Compassion comes in many forms. Sometimes we need a friend. Sometimes we need a protective warrior. Sometimes, a fierce kick in the rear (metaphorically). And sometimes we need to reduce our obstacles to Dharma practice. Chenrezig, the Lord of Compassion, emanates in countless forms to help all sentient beings, including a “good fortune” aspect.
Does it seem counter-intuitive, that Buddhist practices include “good fortune” practices — especially when Buddha taught renunciation? Does it seem selfish to ask for Enlightened help with our obstacles such as poverty, stress, or resources? It shouldn’t. Imagine if fully renounced monks are starving, unable to find a bowl of rice. How can they meditate? How can they practice Bodhichitta when they can’t even find food for themselves? And how can the lay community support the monks when they can’t feed themselves.
Buddha Shakyamuni’s Teachings “Practical”

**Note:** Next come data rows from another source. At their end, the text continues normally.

PR #1118, opened 2015-04-13
FIX windows build and few minor cmake configure improvements

ejerome:
Hello,
Thanks for sharing this great project.
I managed to build your project under windows 8.1 within MSVC11 but without your binaries you provided from the wiki (it cause to failed the build).
I rebuilt most of the images projects dependencies under MSVC11 x64 and use your THIRD_PARTY_TOOLS_HOME and append some minor things to make build your project.
3rdParty folder structure like this : 
+---oiio
|   ---3rdParty
|       ---windows
|           +---glew-1.5.1
|           |   +---include
|           |   ---lib
|           +---gtest-1.3.0
|           |   +---include
|           |   ---lib
|           +---ilmbase-2.2.0
|           |   +---include
|           |   +---lib
|           +---jasper-1.900.1
|           |   +---include
|           |   ---lib
|           +---jpeg-8d
|           |   +---include
|           |   +---lib
|           +---libpng-1.7.0.b54
|           |   +---bin
|           |   +---include
|           |   +---lib
|           +---LibRaw-0.17.0-Alpha1
|           |   +---include
|           |   +---lib
|           +---openexr-2.2.0
|           |   +---include
|           |   +---lib
|           |   +---share
|           +---openjpeg-1.3
|           |   +---include
|           |   ---lib
|           +---tbb-21_20090511oss
|           |   ---lib
|           +---tiff-3.8.2
|           |   +---include
|           |   +---lib
|           ---zlib-1.2.8
|               +---bin
|               +---include
|               +---lib
|               +---share

### DIFF
--- a/CMakeLists.txt
+++ b/CMakeLists.txt
@@ -303,6 +303,7 @@ endif ()
 
 
 if (MSVC)
+    add_definitions (-DNOMINMAX)
     add_definitions (-D_CRT_SECURE_NO_DEPRECATE)
     add_definitions (-D_CRT_SECURE_NO_WARNINGS)
     add_definitions (-D_CRT_NONSTDC_NO_WARNINGS)
--- a/src/cmake/externalpackages.cmake
+++ b/src/cmake/externalpackages.cmake
@@ -1,6 +1,10 @@
 ###########################################################################
 # Find libraries
 
+if(WIN32 AND NOT THIRD_PARTY_TOOLS_HOME)
+    message(STATUS "You can set THIRD_PARTY_TOOLS_HOME to try to auto find external dependencies.")
+endif()
+
 setup_path (THIRD_PARTY_TOOLS_HOME 
 #            "${PROJECT_SOURCE_DIR}/../external/dist/${platform}"
             "unknown"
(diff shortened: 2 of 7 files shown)


CMakeLists.txt
```diff
@@ -303,6 +303,7 @@ endif ()
 
 
 if (MSVC)
+    add_definitions (-DNOMINMAX)
```
lgritz: I'm wary of this change. It will surely protect a build of OIIO itself, but I fear it will mask errors in our public headers that will bite users and developers who use our headers in other projects that don't provide this definition.

I think we should NOT define this project-wide, but rather hunt down and fix all of our individual header files where this needs to be set.

src/cmake/externalpackages.cmake
```diff
@@ -9,17 +13,26 @@ setup_path (THIRD_PARTY_TOOLS_HOME
...
-    file (GLOB _external_dir_lockfiles "${THIRD_PARTY_TOOLS_HOME}/*.d")
+    file (GLOB _external_dir_lockfiles "${THIRD_PARTY_TOOLS_HOME}/*")
     foreach (_dir_lockfile ${_external_dir_lockfiles})
         # Grab the tool directory_name.d
         get_filename_component (_ext_dirname ${_dir_lockfile} NAME)
         # Strip off the .d extension
         string (REGEX REPLACE "\\.d$" "" _ext_dirname ${_ext_dirname})
-        set (CMAKE_INCLUDE_PATH "${THIRD_PARTY_TOOLS_HOME}/include/${_ext_dirname}" ${CMAKE_INCLUDE_PATH})
-        set (CMAKE_LIBRARY_PATH "${THIRD_PARTY_TOOLS_HOME}/lib/${_ext_dirname}" ${CMAKE_LIBRARY_PATH})
+		if(EXISTS "${THIRD_PARTY_TOOLS_HOME}/include/${_ext_dirname}")
```
lgritz: Strange indentation?

src/cmake/modules/FindOpenColorIO.cmake
```diff
@@ -45,7 +44,18 @@ MACRO(FindOpenColorIO)
         /sw/lib
         /opt/local/lib
         DOC "The OCIO library")
-
+    option(OCIO_STATIC OFF "Use STATIC lib mean use specific config for use")
```
lgritz: I'm sure this is an ESL issue, but I'm not sure I understand the explanation string here?

lgritz:
Thanks much for the contribution! This looks pretty good to me, other than the couple of comments.

I'll need to test this on a few platforms I have access to, to be sure nothing has broken as a result.

I don't have access to Windows, so I'm hoping that somebody else on Windows can test this patch out and verify that it works for them. (Not that I don't trust that it works for you... but sometimes it's easy to make the build scripts work for one person's quirky environment and find out too late it is horribly broken for other people. It's helpful to verify that it works for a second person with an independently set up work environment.)

CMakeLists.txt
ejerome: OK. I got errors from: oiio/src/include/OpenImageIO/fmath.h
Due to all use of std::numeric_limits<float>::min() and std::numeric_limits<float>::max()
The error is preceded by : warning C4003: nombre de paramètres réels insuffisants pour la macro 'max'
It caused by the windows.h include which define min and max macro : http://stackoverflow.com/questions/4913922/possible-problems-with-nominmax-on-visual-c
I saw a workaround here:  oiio/src/include/OpenImageIO/platform.h
but it seem to be not enough...

src/cmake/externalpackages.cmake
ejerome: Gloups, sorry about that, you're right.

src/cmake/modules/FindOpenColorIO.cmake
ejerome: In order to deal with dll import/export OCIO define OpenColorIO_EXPORTS which define macros for import or export but which should be empty in case OCIO is build as static lib. To avoid windows error when building OIIO with static OCIO, I defined OpenColorIO_STATIC preprocessor (pull request : https://github.com/imageworks/OpenColorIO/pull/392).
I just realized that the one for tinyxml should be fixed too... sorry.
Should I correct according to all your comments and commit again (and redo the pull request)? Or it's not necessary? Thanks.

ejerome:
Definitively agree with you :)
I'm sure it is very easy to build your project and test it with another windows machine contributor :)
I was on Windows 8.1 with MSVC11 (visual 2012) x64 mode.

m-mitchell:
Hi, I'm on Win7 x64, MSVC11. I'd be happy to test out the patch; do you think I could get a copy of the dependencies you built?

ejerome:
Hello,

Thanks.
I just send you an email with my built 3rdParty packages.
Let us know.

thanks

m-mitchell:
Hi again,

With ejerome's third-party packages & his patch, I was able to compile the OIIO core. :+1: Thanks Jerome! Some of the plugins still don't build correctly but having a working core out of the box is a much nicer jumping-off point for Windows. :smile:

ejerome:
Cool :)
Yes I didn't build all MSVC 3rdParty for all plugins (only for libjpg, libpng, libtiff, openEXR and libRaw).

CMakeLists.txt
roelandschoukens: I do most of my development on Windows, and disabling `NOMINMAX` is more or less required if you include `Windows.h` in C++. Any sane build configuration will define either this macro, or `WIN32_LEAN_AND_MEAN`. I think it is fair to expect users of the header files to ensure `min` and `max` are not defined as macros.

dnjiang:
Hi ejerome,

I am looking for the updated pre-built external libs for Windows. Do you have a link somewhere? Please see the new issue I just raised: #1532

Thanks,
Dan

lgritz:
I'm embarrassed to say that although I seem to have approved this change long ago, I never merged it (I think I was waiting on a more definitive "yes, this is the right thing" from other Windows users, and the conversation petered out before I felt like I'd heard that clearly). Now I fear that the cmake files have changed so much in the mean time that there are substantial merge conflicts, and for that matter I don't know if the basic issues have been addressed by other patches along the way.

So I'm just going to apologize, close this PR, and reiterate that we always welcome new or updated PRs that improve the Windows build experience.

Buddha’s teachings, demonstrated in thousands of sutras, are above all practical. He not only lofty Enlightened methods of practice, but he also taught “right livelihood.” He demonstrated endless compassion and generosity — even faced with the serial killer, he took the time to bring him into the Dharma, and become one of his monks. One entire sutra is dedicated to the “householder” — even touching on loans and livelihood.
In later Mahayana and Tantra teachings, he gave us methods for meditating on prosperity, attracting “good fortune” methods, to help us on the path.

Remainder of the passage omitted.